ECOWAS is generally considered the most successful example of regional cooperation in Africa, thanks to Nigeria’s guidance and leadership. Nigeria continues to finance over 75 percent of the operating budget, unfortunately, without the requisite level of influence within that regional body. It is imperative that we extract our money’s worth in ECOWAS in terms of influence, representation and economic benefits. Prime Minister Margaret Thatcher did the same for Britain in Europe, until she secured her money’s worth for her country.
Nigeria used to provide up to 80 percent of the assessed contributions from automatic customs deductions. We do not think this trend should continue. There is no regional organization in the world that we know of, where one country shoulders the burdens of single-handedly coughing out as much as even 40 percent of the contributions, late alone 80 percent. In 2013, for example, out of a total EU operating budget of €150 billion, Germany, the biggest economy in the region, paid €28 billion as its assessed contributions, amounting to 18.7 percent of the total. What is also strange is that the amount that Nigeria pays is automatically deducted. If it is in excess of the budgetary requirements, it is kept in an envelope to be accessed for community-wide actions. A good number of the Francophone countries do not keep up even in the payments of their miniscule assessed obligations.
Meanwhile, these countries operate a separate Francophone economic grouping (CEAO) that looks after their interests under the control and hegemony of the French. What is worse, Nigeria has never enjoyed any level of influence within the administration of ECOWAS that is commensurate with our financial sacrifices. It is a highly iniquitous and unconscionable arrangement that needs to be drastically revised.

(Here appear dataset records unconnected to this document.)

PR #797, opened 2017-03-18
Incomplete classes and structs are now generated for C#.

### LINKED ISSUE #779: Partially defined structs not being treated as IntPtr
Imagine the following simple c api.

```c
enum medx_dicom_response
{
  ok,
  error
}
struct medx_dicom_server;

medx_dicom_response test1(
    medx_dicom_server** server
);

medx_dicom_response test2(
    medx_dicom_server* server
);

medx_dicom_response test3(
    medx_dicom_server* server
);

medx_dicom_response test4(
    void*
);

medx_dicom_response test5(
    void**
);

medx_dicom_response test6(
);
```

With this API, only ```test4```, ```test4``` and ```test6``` get generated.

I think the other methods should be generated with an IntPtr (or maybe something more strongly typed? does't matter).

realvictorprm:
They're stil W.I.P and template classes don't work yet.

This should fix #779

### DIFF
--- a/src/AST/Class.cs
+++ b/src/AST/Class.cs
@@ -96,8 +96,20 @@ namespace CppSharp.AST
         // True if the class is final / sealed.
         public bool IsFinal { get; set; }
 
+        private bool? isOpaque = null;
+
         // True if the type is to be treated as opaque.
-        public bool IsOpaque;
+        public bool IsOpaque
+        {
+            get
+            {
+                return isOpaque == null ? IsIncomplete && CompleteDeclaration == null : isOpaque.Value;
+            }
+            set
+            {
+                isOpaque = value;
+            }
+        }
 
         // True if the class is dynamic.
         public bool IsDynamic;
@@ -127,7 +139,6 @@ namespace CppSharp.AST
             IsAbstract = false;
             IsUnion = false;
             IsFinal = false;
-            IsOpaque = false;
             IsPOD = false;
             Type = ClassType.RefType;
             Layout = new ClassLayout();
--- a/src/Generator/Generators/CSharp/CSharpSources.cs
+++ b/src/Generator/Generators/CSharp/CSharpSources.cs
@@ -272,7 +272,7 @@ namespace CppSharp.Generators.CSharp
 
         public override bool VisitClassDecl(Class @class)
         {
-            if (@class.IsIncomplete)
+            if (@class.IsIncomplete && !@class.IsOpaque)
                 return false;
 
             if (@class.IsInterface)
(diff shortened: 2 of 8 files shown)


realvictorprm:
The commit breakes CLI generation. I'm trying to fix it.

src/AST/Class.cs
```diff
@@ -96,8 +96,20 @@ public class Class : DeclarationContext
         // True if the class is final / sealed.
         public bool IsFinal { get; set; }
 
+        public bool? CustomOpaque = null;
```
ddobrev: Make private and rename to "isCustom".

src/Generator/Generators/CLI/CLIHeaders.cs
```diff
@@ -164,10 +164,7 @@ public void GenerateDeclContext(DeclarationContext decl)
             // Generate all the struct/class declarations for the module.
             foreach (var @class in decl.Classes)
             {
-                if (!@class.IsGenerated || @class.IsIncomplete || @class.IsDependent)
-                    continue;
-
-                if (@class.IsOpaque)
+                if (!@class.IsGenerated || (@class.IsIncomplete && !@class.IsOpaque) || @class.IsDependent)
```
ddobrev: You only need to check IsOpaque, not IsIncomplete as well. Please fix here and anywhere else you do this.

tests/Common/Common.Tests.cs
```diff
@@ -723,4 +723,22 @@ public void TestFuncWithUnionParam()
         var v = Common.FuncUnion(ut);
         Assert.AreEqual(20, v);
     }
+
+    [Test]
+    public void TestGenerationOfIncompleteClasses()
+    {
+        Type[] types = System.Reflection.Assembly.GetExecutingAssembly().GetTypes();
```
ddobrev: Don't use reflection here, just call the generated binding.

tests/Common/Common.cpp
```diff
@@ -674,6 +674,18 @@ void sMallFollowedByCapital()
...
+struct IncompleteStruct {};
+
+IncompleteStruct* createIncompleteStruct()
+{
+	return new IncompleteStruct();
+}
+
+void UseIncompleteStruct(IncompleteStruct* a)
+{
+	return;
```
ddobrev: We use 4 spaces in C++, not a tab.

tests/Common/Common.h
```diff
@@ -1039,20 +1039,20 @@ void NonTrivialDtor::setDtorCalled(bool value)
...
-{
-    ForwardedTemplate<T> functionInForwardedTemplate() const;
-};
-
-template <class T>
-ForwardedTemplate<T> ForwardedTemplate<T>::functionInForwardedTemplate() const
-{
-    return ForwardedTemplate<T>();
-}
+//template <class T> class ForwardedTemplate;
```
ddobrev: Restore these and just skip opaque classes if they are dependent.

src/Generator/Generators/CSharp/CSharpSources.cs
```diff
@@ -364,6 +363,55 @@ public override bool VisitClassDecl(Class @class)
 
                 if (@class.IsDynamic)
                     GenerateVTable(@class);
+            } else
```
ddobrev: All of this code looks identical to the one in the not opaque case so why duplicate it instead of just removing the check?

src/Generator/Passes/CheckIgnoredDecls.cs
```diff
@@ -367,6 +367,16 @@ private bool HasInvalidDecl(Declaration decl, out string msg)
             {
                 msg = "null";
                 return true;
+            }            
+
+            if (decl is Class)
```
ddobrev: In general, do not use "is" + "as" because these are two type casts which is a little slower. Instead, use "as" + a null check. Please fix here and anywhere else you've used it this way.

src/Generator/Generators/CSharp/CSharpSources.cs
realvictorprm: If we make adjustments. That's why. But If you're fine without any adjustments to the generations, I'll remove it.

ddobrev: If we do, they will be to specific pieces in the large block. So we'd better off just with one block for the time being.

Finally, it is imperative that the Ministry of Trade and Industry comes up with a more vigorous regional and international trade policy. Many among the educated public do not realise that there is an insidious and undeclared “trade war” against our country. During the early part of this year, ECOWAS had virtually reached an agreement at technical level on the Economic Partnership Agreement (EPA) with the EU. Nigeria did not ratify because we felt the EPA provisions will not serve the interest of our fledgling manufacturing sector. This has evoked the anger of the EU. Suddenly, they found out that our primary products such as cocoa, palm oil and others do not meet “European standards”. The EU and the West have also been angered by the Central Bank of Nigeria decision to ban some 41 products from access to the official foreign exchange window. As we understand it, the matter is already being tabled before the tribunal of the World Trade Organisation (WTO).

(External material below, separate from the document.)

PR #804, opened 2017-03-30
Fixing class specifiers in namespaces

realvictorprm:
The specifiers for classes which own any attribute which isn't public have to be handled different in namespaces.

As far as we know, Nigeria does not have a strong and vigorous international trade policy. We seem to be operating on an ad hoc basis. We fail to realise that, in our globalized and complex international economic system, trade is the new form of warfare. Nations that fail in their trade diplomacy are doomed while those that succeed will reap the benefits in terms of enhanced livelihoods and collective welfare.

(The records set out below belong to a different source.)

PR #812, opened 2017-04-08
Preparing fix for duplicate generated structs.

### LINKED ISSUE #806: Duplicate generation of incomplete structs

realvictorprm:
W.I.P
should fix #806

### DIFF
--- a/src/CppParser/Parser.cpp
+++ b/src/CppParser/Parser.cpp
@@ -3489,7 +3489,7 @@ Declaration* Parser::WalkDeclarationDef(clang::Decl* D)
 }
 
 Declaration* Parser::WalkDeclaration(const clang::Decl* D,
-                                           bool CanBeDefinition)
+                                           bool CanBeDefinition, bool WalkRedecls)
 {
     using namespace clang;
 
@@ -3540,6 +3540,10 @@ Declaration* Parser::WalkDeclaration(const clang::Decl* D,
         auto RD = cast<CXXRecordDecl>(D);
 
         auto Class = WalkRecordCXX(RD);
+
+        if (WalkRedecls)
+            for (auto redecl : RD->redecls())
+                Class->Redeclarations.push_back(WalkDeclaration(redecl, CanBeDefinition, false));
 
         // We store a definition order index into the declarations.
         // This is needed because declarations are added to their contexts as
--- a/src/CppParser/Parser.h
+++ b/src/CppParser/Parser.h
@@ -61,7 +61,8 @@ public:
 private:
     // AST traversers
     void WalkAST();
-    Declaration* WalkDeclaration(const clang::Decl* D, bool CanBeDefinition = false);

Finally, ECOWAS seems to me too much of an affair of governments with little or no participation by the private sector and civil society. I would like to see the likes of Dangote being well represented in those meetings. We need a strong voice for industry and the private sector in the way ECOWAS works. We also need the voice of civil society and their participation in how we are governed in our regional community. We need nothing less than ECOWAS of the people.